Gumbo-limbo is a tropical tree that is native to the southeastern United States. It adapts to a variety of habitats, from dry to moist, and is fairly salt-tolerant. It is also considered one of the most wind-tolerant trees in south Florida and is recommended as a good, hurricane-resistant species.

Gumbo-limbo is planted for shade and ornamental use on backyard patios, or along streets and highways. It readily sprouts from branches stuck into the ground and is sometimes used to plant natural, living fences.
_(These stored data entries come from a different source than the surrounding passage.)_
PR #4675, opened 2022-10-18
build: Use -Wpedantic

juan-lunarg:
Fixes minor ISO compliance
- Semicolon at end of func definition
- Using C++14 binary literals
- Using C++14 default parameter values


juan-lunarg:
This PR makes me think it's safe to update to C++14, but technically we do promise only needing C++11.

Let me know what you think.

PR #4677, opened 2022-10-19
layers: Generate CB dynamic status flags

spencer-lunarg:
`CBStatus` and `CBStatusFlags` are really only for dynamic status (after we pulled out index buffer from it which didn't belong)

This renames them to `CB_DYNAMIC_STATUS` and `CBDynamicFlag` and generates them (and the helper functions)

This exposed a few incorrect names (ex `CBSTATUS_STENCIL_READ_MASK_SET` should have been `CBSTATUS_STENCIL_COMPARE_MASK_SET`)

There are now a LOT of dynamic states and I plan to move more to generation after as this will prevent the copy and paste prone errors in the future


layers/generated/command_validation.h
```diff
@@ -479,3 +480,81 @@ static const std::array<const char *, CMD_RANGE_SIZE> kGeneratedCommandNameList
     "vkCmdWriteTimestamp2",
     "vkCmdWriteTimestamp2KHR",
 }};
+
+typedef enum CB_DYNAMIC_STATUS {
```
jeremyg-lunarg, line 484: Should this enum get renamed as well?

Should the values get renamed to match https://google.github.io/styleguide/cppguide.html#Enumerator_Names ?

jeremyg-lunarg (approved):
LGTM. I was hoping this would happen, but didn't think it would happen this fast. :) Only question is if we should take this opportunity to move closer to the coding standard.

Tony-LunarG:
I think this should probably be picked into the SDK branch, as it fixes a CTS crash when an unrecognized dynamic state enum is used in a CBStatusFlags bitset

jeremyg-lunarg:
This fixes a crash in CTS. Merging now to get it into the SDK.

layers/generated/command_validation.h
ncesario-lunarg: :heavy_plus_sign: let's get this in post-SDK.

layers/generated/command_validation.h
```diff
@@ -479,3 +480,81 @@ static const std::array<const char *, CMD_RANGE_SIZE> kGeneratedCommandNameList
...
+    CB_DYNAMIC_COVERAGE_MODULATION_MODE_NV_SET = 63,
+    CB_DYNAMIC_COVERAGE_MODULATION_TABLE_ENABLE_NV_SET = 64,
+    CB_DYNAMIC_COVERAGE_MODULATION_TABLE_NV_SET = 65,
+    CB_DYNAMIC_SHADING_RATE_IMAGE_ENABLE_NV_SET = 66,
+    CB_DYNAMIC_REPRESENTATIVE_FRAGMENT_TEST_ENABLE_NV_SET = 67,
+    CB_DYNAMIC_COVERAGE_REDUCTION_MODE_NV_SET = 68,
+    CB_DYNAMIC_STATUS_NUM = 69
+} CB_DYNAMIC_STATUS;
+
+typedef std::bitset<CB_DYNAMIC_STATUS_NUM> CBDynamicFlags;
```
ncesario-lunarg, line 556: If we're "standardizing," aliases should be `using <name> = <value>;` (https://google.github.io/styleguide/cppguide.html#Aliases).

layers/generated/command_validation.h
spencer-lunarg: I have more in store to generate that would use this, happy to rename there!

PR #4683, opened 2022-10-19
corechecks: Add execution-time checking timeline semaphores

jeremyg-lunarg:
There are requirements on the signal value for timeline semaphores that can only be fully checked at execution time. Now that QUEUE_STATE::ThreadFunc provides a location where we know execution dependencies for each submission have completed, we can check it there.
    
This affects the following VUIDs:
    
    VUID-VkBindSparseInfo-pSignalSemaphores-03249
    VUID-VkSubmitInfo-pSignalSemaphores-03242
    VUID-VkSubmitInfo2-semaphore-03882
    
It is important to note that execution time checking cannot block execution of invalid signal operations. To do that we'd have to we'd have to defer queue submissions until all of their dependencies were known to have completed. This would be very tricky and probably slow.
   
There are quite a few other VUIDs related to image layouts, swapchains, and other things that can only be accurately checked this way. They'll be added in future PRs.

### DIFF
--- a/layers/core_checks/core_validation.h
+++ b/layers/core_checks/core_validation.h
@@ -216,6 +216,7 @@ struct SubresourceRangeErrorCodes {
 
 typedef vvl::unordered_map<const IMAGE_STATE*, std::optional<GlobalImageLayoutRangeMap>> GlobalImageLayoutMap;
 
+namespace core_state {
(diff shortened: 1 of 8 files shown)


juan-lunarg:
Closing due to age of draft PR and lack of recent activity

PR #4685, opened 2022-10-19
build: Use C++17 standard

ncesario-lunarg:
@juan-lunarg showed that we are already using C++14 features, so making the minimum explicit.

### DIFF
--- a/BUILD.gn
+++ b/BUILD.gn
@@ -64,6 +64,12 @@ config("vulkan_internal_config") {
     "VK_ENABLE_BETA_EXTENSIONS",
   ]
 
+  if (!is_win) {
+    cflags_cc = [ "-std=c++17" ]
+  } else {
+    cflags_cc = [ "/std:c++17" ]
+  }
+
   cflags = []
   if (is_clang || !is_win) {
     cflags += [ "-Wno-unused-function" ]
--- a/BUILD.md
+++ b/BUILD.md
@@ -530,8 +530,8 @@ layer validation tests use the "googletest" testing framework.)
 ### Linux Build Requirements
 
 This repository has been built and tested on the two most recent Ubuntu LTS
-versions. Currently, the oldest supported version is Ubuntu 16.04, meaning
-that the minimum officially supported C++17 compiler version is GCC 5.4.0,
+versions. Currently, the oldest supported version is Ubuntu 18.04, meaning
+that the minimum officially supported C++17 compiler version is GCC 7.3.0,
 although earlier versions may work. It should be straightforward to adapt this
 repository to other Linux distributions.
 
--- a/BUILD.md
+++ b/BUILD.md
@@ -16,7 +16,7 @@
 
 1. Python >= 3.7 (3.6 may work, 3.5 and earlier is not supported)
 1. CMake >= 3.10.2
-1. C++ >= c++11 compiler. See platform-specific sections below for supported compiler versions.
+1. C++ >= c++17 compiler. See platform-specific sections below for supported compiler versions.
 
 ## Building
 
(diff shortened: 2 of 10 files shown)


juan-lunarg:
> CI Vulkan-ValidationLayers build # 9100 passed.

Probably a good idea to update build.gn and the android build as well

ncesario-lunarg:
> > CI Vulkan-ValidationLayers build # 9100 passed.
> 
> Probably a good idea to update build.gn and the android build as well

I don't see where to make this change, but that is probably just due to my ignorance with GN.

juan-lunarg:
> I don't see where to make this change, but that is probably just due to my ignorance with GN.

Yeah, I was a bit confused by that as well.

juan-lunarg:
The GN build has a minor issue:
```
-std=c++17 -Wno-undefined-bool-conversion -Wno-tautological-undefined-compare -std=c++14
```

Looks like -std=c++14 is overriding the -std=c++17 you set

BUILD.gn
```diff
@@ -86,6 +86,13 @@ config("vulkan_internal_config") {
   if (is_clang) {
     cflags += [ "-Wno-extra-semi" ]
   }
+
+  # TODO is there a more "standard" way to set this?
+  if (!is_win) {
+    cflags += [ "-std=c++17" ]
+  } else {
+    cflags += [ "/std:c++17" ]
+  }
```
juan-lunarg, line 95: I found an example for setting the C++ standard:
https://fuchsia.googlesource.com/fuchsia/+/refs/heads/main/build/config/BUILD.gn

Looks like there is a kinda standard approach. Couldn't find anything in the docs.

```
import("//build_overrides/vulkan_validation_layers.gni")

config("language") {
  if (!is_win) {
    cflags_cc += [ "-std=c++17" ]
  } else {
    cflags_cc += [ "/std:c++17" ]
  }
}
```

juan-lunarg: Note you want to use the `cflags_cc` variable otherwise you'll affect the compilation of `xxhash` which is a c library

juan-lunarg: Hmm, now I'm not so sure after looking at this chromium build.
https://github.com/timniederhausen/gn-build/blob/923683700a39a53ecf467974cbf29f3405358292/config/BUILD.gn#L807

juan-lunarg: Looks like the chromium builds don't have  a standardized approach like `CXX_STANDARD` in CMake. So each repo makes up their own approach.

ncesario-lunarg: :+1: thanks! I can cherry pick the changes you made in #4791 here.

The internal build failure looks spurious.

juan-lunarg: I wouldn't cherry pick yet since my change failed to build.

juan-lunarg: Latest version of my PR appears to pass.

BUILD.md
```diff
@@ -531,7 +531,7 @@ layer validation tests use the "googletest" testing framework.)
 
 This repository has been built and tested on the two most recent Ubuntu LTS
 versions. Currently, the oldest supported version is Ubuntu 16.04, meaning
-that the minimum officially supported C++11 compiler version is GCC 5.4.0,
+that the minimum officially supported C++17 compiler version is GCC 5.4.0,
```
juan-lunarg, line 534: The Ubuntu version and GCC version don't seem correct.

juan-lunarg (changes requested):

BUILD.md
juan-lunarg, line 534: Min Ubuntu version should be 18.04, not sure what the min GCC version should be.

juan-lunarg (approved):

The gummy, turpentine-scented resin has been used in the West Indies for making glue, varnish, liniments, and as a coating for canoes. The aromatic sap is also used as a treatment for gout, while the leaves are brewed into a medicinal tea. The light, soft, spongy wood is used for fence posts that have been known to take root in the ground and grow! Other small wood products such as matchsticks, toothpicks, charcoal, boxes, crates, and interior trim have also been made from gumbo-limbo.

Some birds, including mockingbirds and vireos, regularly consume the deep red fruits of gumbo-limbo during the summer and fall months.

Gumbo-limbo ranges from Cape Canaveral to southern Florida, including the Keys. It is also native to the West Indies, tropical Mexico, Guatemala, and northern South America.